You're getting things a little confused again I fear. The PATH tells LyX
*where* to look for something, not *what* to look for.

I said registry or PATH. I meant they wouldn't show up on the radar
because grouping by functionality isn't supported. When it comes to
grouping for duplicate entry purposes, finding out what are the duplicate
names is hard, because the PATH may have duplicate entries. Comparing
to the short (5 or 6) list of helper files that LyX discovers is a procedure
which supports a lot more specification than a list of possible duplicated
PATH entries. Unless LyX just uses it own contributed prepended entries
to the PATH, anyway that is how it seems to me. I am talking about
comparing what the content of the PATH is in terms of characters.
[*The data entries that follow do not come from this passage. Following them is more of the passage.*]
PR #115, opened 2020-12-03
DM-26326: Remove obs dependency from ap_verify_testdata and ap_pipe_testdata

kfindeisen:
This PR compensates for the removal of the `obs_lsst` dependency from lsst/ap_verify_testdata#26 by adding a new dependency, and ensuring the `DataTestCase` base class checks separately for the testdata and the obs package being available.

### DIFF
--- a/python/lsst/ap/verify/testUtils.py
+++ b/python/lsst/ap/verify/testUtils.py
@@ -45,6 +45,12 @@ class DataTestCase(lsst.utils.tests.TestCase):
     testDataset = 'ap_verify_testdata'
     """The EUPS package name of the dataset to use for testing (`str`).
     """
+    obsPackage = 'obs_lsst'
+    """The obs package associated with ``testDataset`` (`str`).
+
+    Set to `None` if ``testDataset`` loads its own dependencies (not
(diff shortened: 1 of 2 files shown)


python/lsst/ap/verify/testUtils.py
```diff
@@ -45,6 +45,12 @@ class DataTestCase(lsst.utils.tests.TestCase):
     testDataset = 'ap_verify_testdata'
     """The EUPS package name of the dataset to use for testing (`str`).
     """
+    obsPackage = 'obs_lsst'
+    """The obs package associated with ``testDataset`` (`str`).
```
parejkoj, line 49: Is this approach really necessary? I guess this is future-proofing other subpackages/tests using different data?

parejkoj (commented):
One question, otherwise this looks good.

python/lsst/ap/verify/testUtils.py
kfindeisen: Pretty much, yes. It seemed silly (and hard to document) to support multiple datasets but require them to all be `obs_lsst`.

I thought you advocated a configure.bat which would compare what
paths are written, ascertaining which paths are duplicates. Something
that would eliminate an extra 200 characters of repeated directory paths.
That is going to be hard to do without even getting to finding similar
functions, especially since using the Windows PATH may not contain a
single one the directory paths which gets duplicated in configure and
written to \path_prefix. I'm wondering why if LyX can store the 5 or 6
helper program directory paths and prepend them to Windows PATH,
why it can't store this information for a later comparison to the configure
output section of \path_prefix.

This last point is incidental curiousity, maybe there is a good reason
for however you do it. My main point is that your explanation does
not match a claim that the LyX installer must _first_ ascertain that
these things are in the PATH. If there is no checking done then I
don't think the word ascertain applies, and since LyX can install
correctly without itself or any helper programs in the PATH, then
checking/ascertaining seems to apply to later in the process.

When it comes to do so, it will look for (say) python.exe only in those
directories that are components of its own copy of the PATH environment
variable.

But LyX installs properly without any executable referred to by any
part of the Windows PATH environment variable. If LyX has located
any of these executables and prepended them to its own copy of
the PATH variable it hasn't used the Windows PATH for anything but
a place to hang its hat. The Windows PATH doesn't need to contribute
anything to the discovery of the executables and directory paths. Else LyX
would not have installed properly with zero LyX helper apps in the PATH.
Which is a far cry from blindingly obvious that the Windows PATH is
required to ascertain first, that these things are already in Windows PATH.